Von Helmut Reich
Hamburg - Zigarren spielen beim Gedanken an Kuba eine große Rolle. Von daher war das Ambiente zum Vortag über den karibischen Inselstaat passend gewählt: Die Hanse Lounge in Hamburg beherbergt einen großen begehbaren Humidor, gefüllt mit den herrlichsten Zigarren. Auch Referent Frank Seifert verheimlichte seine Liebe zur gepflegten Zigarre nicht, lugte diese doch schon während seines Vortrags vor den Mitgliedern der manager-lounge verlockend aus der Jacketttasche hervor.
Doch das sollte nur die Belohnung am Ende des Tages sein. "In der kubanischen Wertschöpfung spielt die Zigarre nur eine ganz kleine, untergeordnete Rolle", berichtet Rechtsanwalt Seifert, der auch Präsident der Deutsch-Kubanischen Juristenvereinigung ist. Zunächst sollte es also vor allem um die Politik und die Wirtschaft des Landes gehen.
"Kuba hat in den letzten 50 Jahren das Augenmerk der Weltöffentlichkeit in erheblichem Maße auf sich gelenkt – ein wenig überproportional im Hinblick auf die Größe der Insel mit ihren nur gut elf Millionen Einwohnern", so Seifert. Doch die Geschichte des Landes ist bekanntlich besonders bunt und ungewöhnlich. Staatschef Fidel Castro, die räumliche Nähe zu den USA und zugleich die sozialistische Umarmung durch Russland haben das Land und seine Außenwahrnehmung geprägt.
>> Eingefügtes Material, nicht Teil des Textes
PR #913, opened 2022-02-16
Removing feature tests after moving them to vega verified folder

cpuja84:
Feature tests which have been important to Protocol Design team used to reside on specs internal have been moved to verified folder in Vega Repo so deleting them here along with few mock files.

Closes #914

PR #915, opened 2022-02-16
Remove feature tests run as follow up to #913

edd:
After #913, I think I saw an error in the build due to this PR. Now it shouldn’t.

### DIFF
--- a/Jenkinsfile
+++ b/Jenkinsfile
@@ -41,16 +41,6 @@ pipeline {
 
         stage('Run checks') {
             parallel {
-                stage('Run qa-scenarios') {
-                    steps {
-                        retry(3) {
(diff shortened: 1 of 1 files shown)


cpuja84:
Hi @edd - I already raised this issue with @fkondej who would be looking at it tomorrow ( 17/02/2022). Thanks !

edd:
@cpuja84 🤞 I got it right and have saved him some work. But I did leave a single test running in parallel so I doubt I got it exactly right. You’ve assigned @fkondej to it now so I’ll wait for his review 😄

fkondej (approved):
More cleanup is required. But this should unblock other PR checks.

PR #927, opened 2022-02-21
Removed negative offset values and made it clear how they work now.

### LINKED ISSUE #926: LP order type spec - updates
https://github.com/vegaprotocol/specs-internal/blob/master/protocol/0038-OLIQ-liquidity_provision_order_type.md#how-they-are-submitted

- The LP order type spec still includes references to negative offsets, such as in the example buy shape. 
- It's also missing an example sell shape.

peterbarrow:
Updated the spec to clarify that pegged order offsets are always positive and that we must supply and buy an sell shape when submitting a LP submission.

Close #926


witgaw (dismissed):
LGTM

davidsiska-vega (approved):
LGTM - on protocol design call.

PR #931, opened 2022-02-23
Remove acs that reference deployment to Ropsten from 0031

davidsiska-vega:


C0deMunk33 (approved):
LGTM, having the network in the specs seems silly on review. Thank you

PR #945, opened 2022-03-01
Add null blockchain acceptance criteria

edd:
I’ve added some fairly uncontroversial acceptance criteria to test that what’s delivered matches. I think the unit tests that are already in the folder cover a lot of these already, so it’s not so much a prompt for a whole new set of tests, as it is a third party verifying that they understand the spec and the implementation correctly.

I left the two old ‘criteria’ in there, but mostly ignored them. They’re sort of … aspirations rather than criteria, but hey - I thought they were still useful

ACs before: 0
ACs after: 6
Remaining files without ACs after merge: 13

### DIFF
--- a/non-protocol-specs/0008-NP-NULB-null_blockchain_vega.md
+++ b/non-protocol-specs/0008-NP-NULB-null_blockchain_vega.md
@@ -42,3 +42,9 @@ An extra API is added to allow the user to control the time and block start/end 
 - Time can only move forward
   - I submit `{ forward: "-10s" }` to the time fast forward endpoint. Time does not move and I receive an error. (<a name="0008-NP-NULB-001" href="#0008-NP-NULB-001">0008-NP-NULB-001</a>)
   - I submit `{ forward: "<a date in the past>" }` to the time fast forward endpoint. Time does not move and I receive an error. (<a name="0008-NP-NULB-002" href="#0008-NP-NULB-002">0008-NP-NULB-002</a>)
+- The null blockchain block time does not control the automatic creation of blocks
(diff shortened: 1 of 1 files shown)


non-protocol-specs/0008-NP-NULB-null_blockchain_vega.md
```diff
@@ -34,8 +34,19 @@ Event bus data can be recorded either in the test app via a subscription to the
 Null blockchain Vega must support all the APIs that Vega core supports with all the standard language bindings plus the additional ones outlined above. 
 An extra API is added to allow the user to control the time and block start/end times without changing the standard API endpoints.
 
-## Acceptance criteria
+# Acceptance criteria
 
 - It is possible to take a functioning sample API script, change the config so it points at a null blockchain vega node, add some time passage commands and run it.
```
davidsiska-vega: With what you wrote @edd maybe this is redundant now.

non-protocol-specs/0008-NP-NULB-null_blockchain_vega.md
```diff
@@ -34,8 +34,19 @@ Event bus data can be recorded either in the test app via a subscription to the
...
-
 - There is golang example which creates three parties, gives them assets, one party proposes a market and acts as LP, the remaining two parties trade, placing one trade per day for "365 days".  The LP party submits a trading terminated transaction after "365 days" and a subsequent settlement price transaction and the market settles. All of this executes within 0.1 second on a Raspberry PI.
```
davidsiska-vega: I think this exists somewhere, so we can give it a label too. Maybe we should remove the silly comment on Raspberry PI though.

davidsiska-vega (commented):
Few nitpicking comments.

wwestgarth (dismissed):

PR #949, opened 2022-03-02
Propose removal of Market Depth ac

edd:
@peterbarrow you added this Acceptance Criteria when you were updating the Market Depth updates. I get that it was a design constraint, but do we need to keep it as an Acceptance Criteria, and if so, how do you propose we test it?

Thanks!


peterbarrow:
> @peterbarrow you added this Acceptance Criteria when you were updating the Market Depth updates. I get that it was a design constraint, but do we need to keep it as an Acceptance Criteria, and if so, how do you propose we test it?
> 
> Thanks!

That AC was added because we discussed possible ways to send out the updates and we originally batched them up and decided that was wrong. The market should see updates as soon as they are generated and not have to wait for the end of the block. A far as testing goes, I have no idea. We use the block time to stamp every outgoing message so we cannot tell if the update was batched or not. I guess this means we should remove the AC but still leave something about it in the spec.

peterbarrow (dismissed):

edd:
Thanks @peterbarrow - I’ll find somewhere useful to put it in the text, then merge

"Reich an Bodenschätzen, verfügte Kuba lange Zeit auch über eine überdurchschnittlich ausgebildete Bevölkerung und damit hervorragendes Arbeitskräftepotenzial – grundsätzlich beste Voraussetzungen", sagt Seifert. Doch das Auseinanderbrechen der Sowjetunion, die Kuba 40 Jahre lang politisch und finanziell unter die Arme gegriffen hatte, führte zum völligen Zusammenbruch der kubanischen Wirtschaft. "Diese Zeit wird seitdem als 'período especial' bezeichnet", so der Landeskenner.
Nur langsam kommt Kuba durch eine vorsichtige wirtschaftliche Öffnung für westliche Unternehmen aus dieser Krise heraus. "Gleichzeitig wird noch immer die Fahne des Sozialismus hochgehalten", so Seifert mit Blick auf die massive finanzielle Unterstützung durch das seit Ende der 90er Jahre eng befreundete Venezuela.
Hugo Chávez, Venezuelas Staatspräsident, führt Kuba als Mitglied der Organisation Petrocaribe als einen seiner Hauptwirtschaftspartner. Er unterstützt das Land mit Erdöllieferungen unter dem Weltmarktpreis - in einem so großen Umfang, dass Kuba die Überschüsse sogar gegen Devisen wieder verkaufen konnte. Andererseits ist Venezuela laut Seifert auch für die Abwerbung von etwa 6000 Ärzten verantwortlich, die nun in Kuba fehlen.